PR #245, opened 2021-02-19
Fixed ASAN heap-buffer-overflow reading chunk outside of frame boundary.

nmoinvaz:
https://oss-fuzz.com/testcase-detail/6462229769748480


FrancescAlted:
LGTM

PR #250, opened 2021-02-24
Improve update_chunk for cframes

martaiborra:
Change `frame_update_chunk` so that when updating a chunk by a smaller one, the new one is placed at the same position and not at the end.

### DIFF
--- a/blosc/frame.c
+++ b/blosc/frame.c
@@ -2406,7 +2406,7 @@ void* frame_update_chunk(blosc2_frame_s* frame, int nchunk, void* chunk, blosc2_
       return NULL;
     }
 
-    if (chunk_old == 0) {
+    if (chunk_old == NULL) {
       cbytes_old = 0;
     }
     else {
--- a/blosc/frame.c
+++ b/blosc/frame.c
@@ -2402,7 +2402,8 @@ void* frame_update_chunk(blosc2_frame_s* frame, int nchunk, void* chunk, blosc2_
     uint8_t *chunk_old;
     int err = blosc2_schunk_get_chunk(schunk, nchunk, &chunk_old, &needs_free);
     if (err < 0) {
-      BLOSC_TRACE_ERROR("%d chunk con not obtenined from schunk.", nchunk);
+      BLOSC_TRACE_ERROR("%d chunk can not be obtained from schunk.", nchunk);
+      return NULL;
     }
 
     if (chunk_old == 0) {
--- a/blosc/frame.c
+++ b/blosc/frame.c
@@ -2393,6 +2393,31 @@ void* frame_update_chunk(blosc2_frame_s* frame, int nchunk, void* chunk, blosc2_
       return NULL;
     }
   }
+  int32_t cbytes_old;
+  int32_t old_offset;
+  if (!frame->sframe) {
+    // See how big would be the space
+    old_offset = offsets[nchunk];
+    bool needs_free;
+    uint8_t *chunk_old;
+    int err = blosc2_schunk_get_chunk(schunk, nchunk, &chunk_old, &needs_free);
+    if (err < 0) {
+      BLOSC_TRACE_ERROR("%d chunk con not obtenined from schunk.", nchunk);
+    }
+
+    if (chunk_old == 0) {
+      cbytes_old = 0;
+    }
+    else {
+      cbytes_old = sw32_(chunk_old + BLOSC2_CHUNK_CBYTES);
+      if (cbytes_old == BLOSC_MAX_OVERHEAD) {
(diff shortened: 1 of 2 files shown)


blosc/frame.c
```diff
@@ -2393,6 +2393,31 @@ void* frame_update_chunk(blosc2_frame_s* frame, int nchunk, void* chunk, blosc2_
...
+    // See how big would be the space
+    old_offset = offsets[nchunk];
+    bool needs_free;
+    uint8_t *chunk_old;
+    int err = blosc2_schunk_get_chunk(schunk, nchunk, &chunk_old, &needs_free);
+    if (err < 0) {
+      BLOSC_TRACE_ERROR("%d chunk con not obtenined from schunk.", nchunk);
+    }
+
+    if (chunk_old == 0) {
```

####################

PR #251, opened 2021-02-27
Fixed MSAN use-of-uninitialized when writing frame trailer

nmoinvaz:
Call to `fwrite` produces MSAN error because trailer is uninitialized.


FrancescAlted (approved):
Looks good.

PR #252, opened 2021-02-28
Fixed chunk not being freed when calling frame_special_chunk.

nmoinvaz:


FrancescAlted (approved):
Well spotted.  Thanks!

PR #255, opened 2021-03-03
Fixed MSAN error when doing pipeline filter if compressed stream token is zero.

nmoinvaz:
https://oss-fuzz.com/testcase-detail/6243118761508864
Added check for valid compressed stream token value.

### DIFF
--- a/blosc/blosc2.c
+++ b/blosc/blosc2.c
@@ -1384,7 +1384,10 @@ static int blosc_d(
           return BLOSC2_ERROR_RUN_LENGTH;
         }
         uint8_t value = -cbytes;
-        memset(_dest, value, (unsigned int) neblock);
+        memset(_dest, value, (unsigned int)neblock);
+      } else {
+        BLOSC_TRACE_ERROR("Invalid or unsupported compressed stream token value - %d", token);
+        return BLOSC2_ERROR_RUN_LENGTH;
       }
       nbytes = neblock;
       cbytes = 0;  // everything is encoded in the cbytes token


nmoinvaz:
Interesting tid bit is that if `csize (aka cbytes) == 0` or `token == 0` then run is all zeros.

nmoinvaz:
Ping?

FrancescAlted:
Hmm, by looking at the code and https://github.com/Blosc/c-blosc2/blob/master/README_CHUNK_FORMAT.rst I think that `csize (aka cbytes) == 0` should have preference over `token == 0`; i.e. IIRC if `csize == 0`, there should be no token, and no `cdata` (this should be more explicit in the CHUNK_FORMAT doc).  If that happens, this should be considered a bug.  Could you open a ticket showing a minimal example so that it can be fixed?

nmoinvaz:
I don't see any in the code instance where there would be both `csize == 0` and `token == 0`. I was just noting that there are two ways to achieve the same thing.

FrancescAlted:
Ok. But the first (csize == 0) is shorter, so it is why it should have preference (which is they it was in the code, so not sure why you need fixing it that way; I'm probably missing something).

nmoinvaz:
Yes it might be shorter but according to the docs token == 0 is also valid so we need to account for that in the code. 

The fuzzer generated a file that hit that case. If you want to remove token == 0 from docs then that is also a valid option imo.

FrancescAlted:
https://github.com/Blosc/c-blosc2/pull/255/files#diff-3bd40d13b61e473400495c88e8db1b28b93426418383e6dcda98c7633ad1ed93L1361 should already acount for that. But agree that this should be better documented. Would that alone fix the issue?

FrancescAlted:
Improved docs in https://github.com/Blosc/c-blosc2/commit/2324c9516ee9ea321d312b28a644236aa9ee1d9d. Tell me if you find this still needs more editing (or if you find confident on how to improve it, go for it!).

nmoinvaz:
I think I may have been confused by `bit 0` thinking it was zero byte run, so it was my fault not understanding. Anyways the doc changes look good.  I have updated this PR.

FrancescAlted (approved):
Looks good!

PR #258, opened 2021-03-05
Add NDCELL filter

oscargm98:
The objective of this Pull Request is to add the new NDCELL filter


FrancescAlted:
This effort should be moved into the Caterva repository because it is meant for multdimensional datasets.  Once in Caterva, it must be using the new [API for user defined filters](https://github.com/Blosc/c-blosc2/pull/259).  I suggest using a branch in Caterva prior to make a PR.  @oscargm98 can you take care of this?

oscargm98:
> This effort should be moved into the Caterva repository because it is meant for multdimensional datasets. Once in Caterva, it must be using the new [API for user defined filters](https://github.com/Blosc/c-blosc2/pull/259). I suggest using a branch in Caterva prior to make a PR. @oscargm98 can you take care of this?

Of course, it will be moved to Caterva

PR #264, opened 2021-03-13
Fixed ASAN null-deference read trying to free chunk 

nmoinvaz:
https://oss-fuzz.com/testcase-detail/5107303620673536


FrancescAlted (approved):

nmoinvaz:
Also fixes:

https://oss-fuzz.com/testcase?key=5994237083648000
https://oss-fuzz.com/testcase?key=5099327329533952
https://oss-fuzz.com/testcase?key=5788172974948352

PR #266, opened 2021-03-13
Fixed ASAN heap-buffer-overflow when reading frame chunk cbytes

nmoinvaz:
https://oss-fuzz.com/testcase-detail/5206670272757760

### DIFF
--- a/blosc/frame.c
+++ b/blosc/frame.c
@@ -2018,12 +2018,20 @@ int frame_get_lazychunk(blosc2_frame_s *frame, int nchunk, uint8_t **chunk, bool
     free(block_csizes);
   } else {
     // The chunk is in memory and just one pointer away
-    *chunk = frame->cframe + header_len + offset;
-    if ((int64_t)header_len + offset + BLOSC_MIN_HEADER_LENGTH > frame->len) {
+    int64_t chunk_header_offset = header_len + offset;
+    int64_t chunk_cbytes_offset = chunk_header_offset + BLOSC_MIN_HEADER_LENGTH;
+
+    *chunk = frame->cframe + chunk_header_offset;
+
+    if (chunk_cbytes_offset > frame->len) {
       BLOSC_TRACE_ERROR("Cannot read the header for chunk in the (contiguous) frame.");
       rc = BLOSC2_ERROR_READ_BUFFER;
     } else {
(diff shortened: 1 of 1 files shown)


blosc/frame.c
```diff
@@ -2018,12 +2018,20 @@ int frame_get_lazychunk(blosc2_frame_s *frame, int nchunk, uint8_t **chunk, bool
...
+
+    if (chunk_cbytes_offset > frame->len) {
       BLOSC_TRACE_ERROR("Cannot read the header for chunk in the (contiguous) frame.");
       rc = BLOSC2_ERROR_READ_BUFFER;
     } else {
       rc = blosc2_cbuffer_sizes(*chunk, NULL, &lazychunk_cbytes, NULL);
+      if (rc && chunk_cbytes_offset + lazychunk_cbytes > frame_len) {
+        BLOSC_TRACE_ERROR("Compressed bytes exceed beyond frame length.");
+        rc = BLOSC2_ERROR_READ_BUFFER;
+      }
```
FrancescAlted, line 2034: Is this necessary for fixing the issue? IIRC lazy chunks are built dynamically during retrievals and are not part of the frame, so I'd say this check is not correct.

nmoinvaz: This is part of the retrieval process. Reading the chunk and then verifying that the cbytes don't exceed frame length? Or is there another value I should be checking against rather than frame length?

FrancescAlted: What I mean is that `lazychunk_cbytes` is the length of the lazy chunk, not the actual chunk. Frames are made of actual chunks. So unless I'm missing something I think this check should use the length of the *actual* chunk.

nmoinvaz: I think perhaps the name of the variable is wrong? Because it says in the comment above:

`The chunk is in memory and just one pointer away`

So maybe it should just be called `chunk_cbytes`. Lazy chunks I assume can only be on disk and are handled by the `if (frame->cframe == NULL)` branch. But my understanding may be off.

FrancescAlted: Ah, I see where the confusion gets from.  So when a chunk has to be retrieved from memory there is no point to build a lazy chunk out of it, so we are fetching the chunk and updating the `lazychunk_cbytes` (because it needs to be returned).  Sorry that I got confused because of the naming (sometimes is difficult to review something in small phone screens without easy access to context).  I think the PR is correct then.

####################

▶ **How to complete this task**:
Working from the data above, extract solely the lines from the one containing "https://oss-fuzz.com/testcase?key=5099327329533952" through the one containing "if ((int64_t)header_len +", exactly as they appear, both included.

▶ **Exercise answer**:
https://oss-fuzz.com/testcase?key=5099327329533952
https://oss-fuzz.com/testcase?key=5788172974948352

PR #266, opened 2021-03-13
Fixed ASAN heap-buffer-overflow when reading frame chunk cbytes

nmoinvaz:
https://oss-fuzz.com/testcase-detail/5206670272757760

### DIFF
--- a/blosc/frame.c
+++ b/blosc/frame.c
@@ -2018,12 +2018,20 @@ int frame_get_lazychunk(blosc2_frame_s *frame, int nchunk, uint8_t **chunk, bool
     free(block_csizes);
   } else {
     // The chunk is in memory and just one pointer away
-    *chunk = frame->cframe + header_len + offset;
-    if ((int64_t)header_len + offset + BLOSC_MIN_HEADER_LENGTH > frame->len) {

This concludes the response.